Zwischen Russland und dem Westen gefangen, steht China vor dem „Ukraine-Dilemma“

Es sollte eine Freundschaft ohne Grenzen sein, heißt es in einer gemeinsamen Erklärung vom 4. Februar, als der russische Präsident Wladimir Putin nach Peking reiste, um seinen chinesischen Amtskollegen Xi Jinping zu treffen. Doch als Russland seine umfassende Invasion in der Ukraine startete, befand sich China in einer prekären Lage. Seine Führer versuchen, die wachsenden, aber fragilen Beziehungen des Landes zu Moskau aufrechtzuerhalten und gleichzeitig weitere Auswirkungen auf den Westen zu minimieren.

Während Beamte in Europa und den Vereinigten Staaten die russische Invasion in der Ukraine unmissverständlich verurteilten und sich zusammenschlossen, um den Kreml mit einer Reihe weitreichender Sanktionen zu treffen, war Chinas Reaktion auf die militärischen Aggressionen seines Nachbarn stattdessen ein prekärer Balanceakt.

In Anspielung auf ihre wachsende Partnerschaft hat sich Peking in mancher Hinsicht mit Moskau verbündet.
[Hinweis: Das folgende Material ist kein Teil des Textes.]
PR #359, opened 2018-02-07
PP-3266 refactor middleware

maxcbc:
## WHAT
Refactor middleware to:
 - use strict
 - prefer const
 - eliminate unnecessary inner functions and variables
 - to use `exports.<property-name>` over `module.exports.<property-name>`

### DIFF
--- a/app/middleware/csrf.js
+++ b/app/middleware/csrf.js
@@ -1,77 +1,44 @@
-var csrf = require('csrf')
-var session = require('../utils/session.js')
-var views = require('../utils/views.js')
-var chargeParam = require('../services/charge_param_retriever.js')
-var logger = require('winston')
-var _views = views.create()
+'use strict'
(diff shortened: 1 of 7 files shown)


app/middleware/csrf.js
```diff
@@ -1,77 +1,44 @@
...
-var chargeParam = require('../services/charge_param_retriever.js')
-var logger = require('winston')
-var _views = views.create()
-
-var csrfTokenGeneration = function (req, res, next) {
-  'use strict'
-  var chargeId = chargeParam.retrieve(req)
-  var chargeSession = session.retrieve(req, chargeId)
-
-  var init = function () {
```
jonheslop: I see what you were talking about now these inits are silly!

maxcbc: true dat

PR #361, opened 2018-02-08
PP-3266 refactor validators

maxcbc:
## WHAT
- Refactor validators to:
    - use strict
    - prefer const
    - eliminate unnecessary inner functions and variables
    - to use exports.<property-name> over module.exports.<property-name>
 - Update babel implementation to:
    - target our target browser range
    - use polyfills


Gruntfile.js
```diff
@@ -135,7 +135,13 @@ module.exports = function (grunt) {
         [
           'babelify',
           {
-            presets: ['es2015']
+            presets: [
+              ['env', {
+                'targets': {
+                  'browsers': ['last 2 versions', 'safari >= 7', 'ie >= 10']
```
jonheslop: 👌

app/browsered.js
```diff
@@ -1,2 +1,3 @@
+require('babel-polyfill')
```
jonheslop: 🤦‍♂️

maxcbc: lol

PR #365, opened 2018-02-15
PP-3302 accessible autocomplete

jonheslop:
## 3d12fcb PP-3302 - Installing autocomplete module 
I've used [govuk-country-and-territory-autocomplete](https://github.com/alphagov/govuk-country-and-territory-autocomplete) and not accessible-autocomplete. As in this case we are using it to pick countries and also it has a bunch of neat features layered on top which make it a better autocomplete.

## e06905f PP-3302 - Integrate autocomplete 
- Using countries json from the module and removing old list.
- Rewritten services/countries.js to use the new list
- Renamed function translateAlpha2 to clear name translateCountryISOtoName
- Pulled assets from module and bundled them in with Grunt
- Noticed we weren't using minified CSS, so switched to that
- Updated tests to reflect changes


app/services/countries.js
```diff
@@ -4,22 +4,7 @@
 const lodash = require('lodash')
 
 // Local Dependencies
-let countries = require('../data/countries.json')
-const extensions = require('../data/country-record-extension.json')
+let countries = require('../../node_modules/govuk-country-and-territory-autocomplete/dist/location-autocomplete-canonical-list.json')
```
maxcbc: should be `const`

app/services/countries.js
```diff
@@ -4,22 +4,7 @@
...
 
-// Exports
 exports.retrieveCountries = () => lodash.clone(countries)
```
maxcbc: why do we need this?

Beamte des chinesischen Außenministeriums haben den Vereinigten Staaten die Schuld geben für die aktuellen Spannungen um die Ukraine und folgte dem Beispiel Russlands, den Krieg in der Ukraine als „militärische Spezialoperation“ zu bezeichnen, anstatt ihn als Invasion zu denunzieren.

Die Situation in der Ukraine hat China jedoch auch in ein Dilemma gebracht, teilweise aufgrund seiner Prinzipien der Nichteinmischung und der Achtung der territorialen Integrität, die seine Außenpolitik bestimmen – Prinzipien, die mit Russlands militärischer Aggression gegen seinen Nachbarn in Konflikt geraten würden.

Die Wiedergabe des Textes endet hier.